Who are the puppy parents?


----------



## mommyof5 (Apr 20, 2012)

no this is my first time on this forum. I spoke with Gwen tonight and got a great feeling regarding her dogs and the clearances and her puppies. She appears to be a very reputable breeder. You're saying she took over from someone else? he told me she'd been breeding for 40 years?


----------



## Selli-Belle (Jan 28, 2009)

She may have been breeding with Elaine Fraze for that time. I think she may be Elaine's daughter, I remember that for awhile Sunshine Hill had two locations listed on their website. It isn't something I would worry about.


----------



## mommyof5 (Apr 20, 2012)

thank you. We are going to check out her pups this coming weekend and are very excited. She seems very sweet and knowledgeable and exactly what we're looking for. I appreciate the feedback!


----------



## hvgoldens4 (Nov 25, 2009)

mommyof5 said:


> thank you. We are going to check out her pups this coming weekend and are very excited. She seems very sweet and knowledgeable and exactly what we're looking for. I appreciate the feedback!


 
Elaine Fraze was originally Sunshine Hill Goldens. Unfortunately, she passed away a few years ago. However, her daughter, Gwen Sherman has been involved with the dogs for a great number of years and had been running the kennel for quite some time even before her mother passed. 

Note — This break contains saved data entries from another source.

PR #554, opened 2026-02-20
Allow vllm provider to work without API key

Loule95450:
Skip the API key requirement check when using the vllm provider, enabling use of OpenAI-compatible endpoints that don't require authentication (e.g. opencode.ai/zen free models).


Loule95450:
Wrong branch, closing to fix on the correct branch

Issue #101, opened 2026-02-13
Web Socket or REST API connecting to external admin/dashboard


Interpoolx:
Any idea whether the current implementation does this? or plan to add this in future

I want to be able to connect to picoclaw gateway instance through external dashboard app to manage the instance config settings, start/stop/restart/update picoclaw, etc... basically, keep the unmodified version installed on one system and the entire dashboard UI hosted on another domain/hosting and able to communicate bidirectionally.

Let me know

Thanks
Rajesh

heyarviind:
I second this

raine:
I'm looking to build an iOS/Apple Watch app that connects to picoclaw over a local network. Is there any plan to add a WebSocket or REST API for external clients?

alexhoshina:
This feature is planned! Thanks for the suggestion.

alexhoshina:
Added

nikolasdehor:
Good to see this was implemented. For anyone looking at external dashboard integration, the gateway already exposes HTTP on the configured host:port. A few notes for dashboard developers:

- The gateway currently uses the message bus (`pkg/bus/bus.go`) with buffered channels (100 messages). For real-time dashboard updates, a WebSocket upgrade endpoint would avoid polling overhead.
- Consider authentication for the management API -- currently the gateway HTTP endpoint has no auth layer, which is fine for localhost but risky if exposed on `0.0.0.0`.
- The `allow_from` enforcement (fixed in recent PRs for channels) should extend to the management API as well.

PR #598, opened 2026-02-21
feat: add HTMX dashboard with auth and CRUD

edouard-claude:
## Summary

Ref #101

Naive attempt at a built-in web dashboard — no strong opinion on this, just a proposal to explore the idea. Happy to hear thoughts or close if this isn't the right direction.

### Dashboard
dashboard-main

### Login
dashboard-login

### Settings
dashboard-settings

## What it does
- Optional dashboard at `/dashboard` (`dashboard.enabled: false` to disable)
- Password-protected with HMAC-SHA256 signed cookie sessions (24h expiry)
- Auto-generates a 16-char password on first launch, saved to config.json
- HTMX-powered with real-time SSE status updates
- CRUD for Agents (with AGENT.md instructions editing), Models, Channels, Settings
- Dark monospace theme, responsive
- HTMX loaded from CDN, no vendored JS
- Restart banner warns when changes need a gateway restart

## Performance

Measured on macOS (Apple Silicon), 3 agents, no channels:

| | Without dashboard | With dashboard | Delta |
|---|---|---|---|
| Binary | 25 MB | 61 MB | +36 MB |
| RSS at idle | 21 MB | 30 MB | +9 MB |

Binary increase comes from the Go linker retaining more SDK symbols when the dashboard references AgentLoop — not from the dashboard code itself (169 symbols, ~20KB static). Fully optional.

## E2E tested
- Login/logout flow, cookie persistence across restarts
- Agent CRUD with AGENT.md written to correct workspace
- Config persistence, restart banner

## Test plan
- [ ] `go test ./pkg/dashboard/...` (55 tests)
- [ ] `go vet ./...`
- [ ] Manual: login, CRUD, disable with config flag

### DIFF
--- a/cmd/picoclaw/cmd_gateway.go
+++ b/cmd/picoclaw/cmd_gateway.go
@@ -193,20 +193,32 @@ func gatewayCmd() {
 			cfg.Dashboard.Password = dashboard.GeneratePassword()
 			configPath := getConfigPath()
 			if saveErr := config.SaveConfig(configPath, cfg); saveErr != nil {
-				logger.ErrorCF("dashboard", "Failed to save generated password", map[string]any{"error": saveErr.Error()})
+				logger.ErrorCF(
+					"dashboard",
+					"Failed to save generated password",
+					map[string]any{"error": saveErr.Error()},
+				)
 			}
 			fmt.Printf("🔑 Dashboard password generated: %s\n", cfg.Dashboard.Password)
 		}
 		dashConfigPath := getConfigPath()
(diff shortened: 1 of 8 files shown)


xiaket:
Thanks for bringing this idea into PicoClaw. At this point in time, we do strive to keep the memory usage under 20M, as you can see [here](https://github.com/sipeed/picoclaw/blob/main/ROADMAP.md#-1-core-optimization-extreme-lightweight). This PR will bring a lot of memory consumption to PicoClaw, hence I'm going to close this.

I do appreciate the effort to bring this to life. Thank you!

Issue #572, opened 2026-02-21
[Feature] Add `/new` or `/clear` command to start a fresh session


rahul-hudle:
## Description

There is no way for users to start a fresh conversation without restarting the picoclaw process. Over time, conversations accumulate context and may hit token limits or become confused by stale context.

Gwen has been involved with the dogs for most of her life and she is still breeding under the Sunshine Hill prefix.


----------



## Sharon Cunningham (Feb 15, 2014)

Gwen is a wonderful breeder. He dogs are well cared for and loved. I have one of her dogs (got her as a puppy) and am not at all sorry. She is the best dog I have ever had and would go back to Gwen in a heartbeat.


----------



## Chooch (Apr 20, 2011)

Sharon Cunningham said:


> Gwen is a wonderful breeder. He dogs are well cared for and loved. I have one of her dogs (got her as a puppy) and am not at all sorry. She is the best dog I have ever had and would go back to Gwen in a heartbeat.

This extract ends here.